* Exercise
Write out exactly the lines from the start of the entries through the one that contains "Signal's typing indicator", including both.

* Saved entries
*** Begin section ***
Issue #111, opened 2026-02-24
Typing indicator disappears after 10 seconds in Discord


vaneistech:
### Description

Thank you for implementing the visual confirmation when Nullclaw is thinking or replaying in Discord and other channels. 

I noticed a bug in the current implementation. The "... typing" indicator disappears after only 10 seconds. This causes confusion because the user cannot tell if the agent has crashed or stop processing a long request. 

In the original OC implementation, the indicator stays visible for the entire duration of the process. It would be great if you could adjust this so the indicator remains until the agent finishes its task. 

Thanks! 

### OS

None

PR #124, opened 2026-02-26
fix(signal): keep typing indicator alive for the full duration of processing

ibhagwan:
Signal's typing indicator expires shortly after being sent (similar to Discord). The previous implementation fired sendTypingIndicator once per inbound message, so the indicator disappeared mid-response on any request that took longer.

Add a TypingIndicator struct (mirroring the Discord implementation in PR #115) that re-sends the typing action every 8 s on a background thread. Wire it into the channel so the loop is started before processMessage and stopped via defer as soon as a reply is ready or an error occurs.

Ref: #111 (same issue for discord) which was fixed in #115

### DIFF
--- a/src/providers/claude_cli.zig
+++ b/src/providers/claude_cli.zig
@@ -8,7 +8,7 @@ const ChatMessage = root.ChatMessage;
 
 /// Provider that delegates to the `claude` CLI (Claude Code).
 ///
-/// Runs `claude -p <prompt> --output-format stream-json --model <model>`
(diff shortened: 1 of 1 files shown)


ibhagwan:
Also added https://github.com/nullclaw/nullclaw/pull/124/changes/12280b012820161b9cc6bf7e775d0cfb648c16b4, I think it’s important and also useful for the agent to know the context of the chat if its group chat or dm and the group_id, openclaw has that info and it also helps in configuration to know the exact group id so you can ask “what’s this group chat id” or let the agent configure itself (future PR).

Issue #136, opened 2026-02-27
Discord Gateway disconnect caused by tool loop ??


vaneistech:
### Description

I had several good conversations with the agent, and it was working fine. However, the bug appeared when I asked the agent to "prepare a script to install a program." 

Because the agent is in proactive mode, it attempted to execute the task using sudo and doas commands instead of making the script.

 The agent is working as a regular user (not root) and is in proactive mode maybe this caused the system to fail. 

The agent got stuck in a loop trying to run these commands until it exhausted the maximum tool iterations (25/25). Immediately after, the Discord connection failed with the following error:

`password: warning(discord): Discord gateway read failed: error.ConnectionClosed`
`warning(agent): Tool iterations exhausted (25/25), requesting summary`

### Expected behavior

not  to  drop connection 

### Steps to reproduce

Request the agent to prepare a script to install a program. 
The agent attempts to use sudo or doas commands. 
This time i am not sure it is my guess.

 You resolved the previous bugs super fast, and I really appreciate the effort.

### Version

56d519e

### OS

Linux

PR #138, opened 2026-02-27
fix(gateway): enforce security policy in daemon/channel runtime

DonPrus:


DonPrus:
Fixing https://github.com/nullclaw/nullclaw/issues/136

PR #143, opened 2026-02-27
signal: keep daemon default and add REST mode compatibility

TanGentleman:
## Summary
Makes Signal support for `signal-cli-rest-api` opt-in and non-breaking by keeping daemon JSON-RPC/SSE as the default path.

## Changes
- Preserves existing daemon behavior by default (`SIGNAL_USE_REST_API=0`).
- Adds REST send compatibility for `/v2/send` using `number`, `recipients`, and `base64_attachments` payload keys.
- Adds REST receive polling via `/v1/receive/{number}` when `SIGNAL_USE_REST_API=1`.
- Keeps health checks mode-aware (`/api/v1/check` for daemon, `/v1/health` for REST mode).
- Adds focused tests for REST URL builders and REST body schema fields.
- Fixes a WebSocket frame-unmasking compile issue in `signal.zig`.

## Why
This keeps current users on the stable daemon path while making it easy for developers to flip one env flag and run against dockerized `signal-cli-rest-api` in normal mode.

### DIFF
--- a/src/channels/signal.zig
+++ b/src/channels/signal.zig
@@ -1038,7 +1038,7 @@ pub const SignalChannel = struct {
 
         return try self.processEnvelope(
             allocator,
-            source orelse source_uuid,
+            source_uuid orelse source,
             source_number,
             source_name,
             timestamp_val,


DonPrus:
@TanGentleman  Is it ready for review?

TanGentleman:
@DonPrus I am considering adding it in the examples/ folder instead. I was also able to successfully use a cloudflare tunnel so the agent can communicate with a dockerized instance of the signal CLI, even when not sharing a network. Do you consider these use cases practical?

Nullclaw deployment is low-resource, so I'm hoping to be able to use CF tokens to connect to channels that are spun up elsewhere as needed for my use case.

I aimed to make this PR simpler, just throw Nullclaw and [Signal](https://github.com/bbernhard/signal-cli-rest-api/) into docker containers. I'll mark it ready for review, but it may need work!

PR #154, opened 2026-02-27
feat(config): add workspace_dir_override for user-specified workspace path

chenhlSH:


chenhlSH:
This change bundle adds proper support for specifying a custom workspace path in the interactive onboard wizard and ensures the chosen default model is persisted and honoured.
*** End section ***
* Answer to this exercise
Issue #111, opened 2026-02-24
Typing indicator disappears after 10 seconds in Discord


vaneistech:
### Description

Thank you for implementing the visual confirmation when Nullclaw is thinking or replaying in Discord and other channels. 

I noticed a bug in the current implementation. The "... typing" indicator disappears after only 10 seconds. This causes confusion because the user cannot tell if the agent has crashed or stop processing a long request. 

In the original OC implementation, the indicator stays visible for the entire duration of the process. It would be great if you could adjust this so the indicator remains until the agent finishes its task. 

Thanks! 

### OS

None

PR #124, opened 2026-02-26
fix(signal): keep typing indicator alive for the full duration of processing

ibhagwan:
Signal's typing indicator expires shortly after being sent (similar to Discord). The previous implementation fired sendTypingIndicator once per inbound message, so the indicator disappeared mid-response on any request that took longer.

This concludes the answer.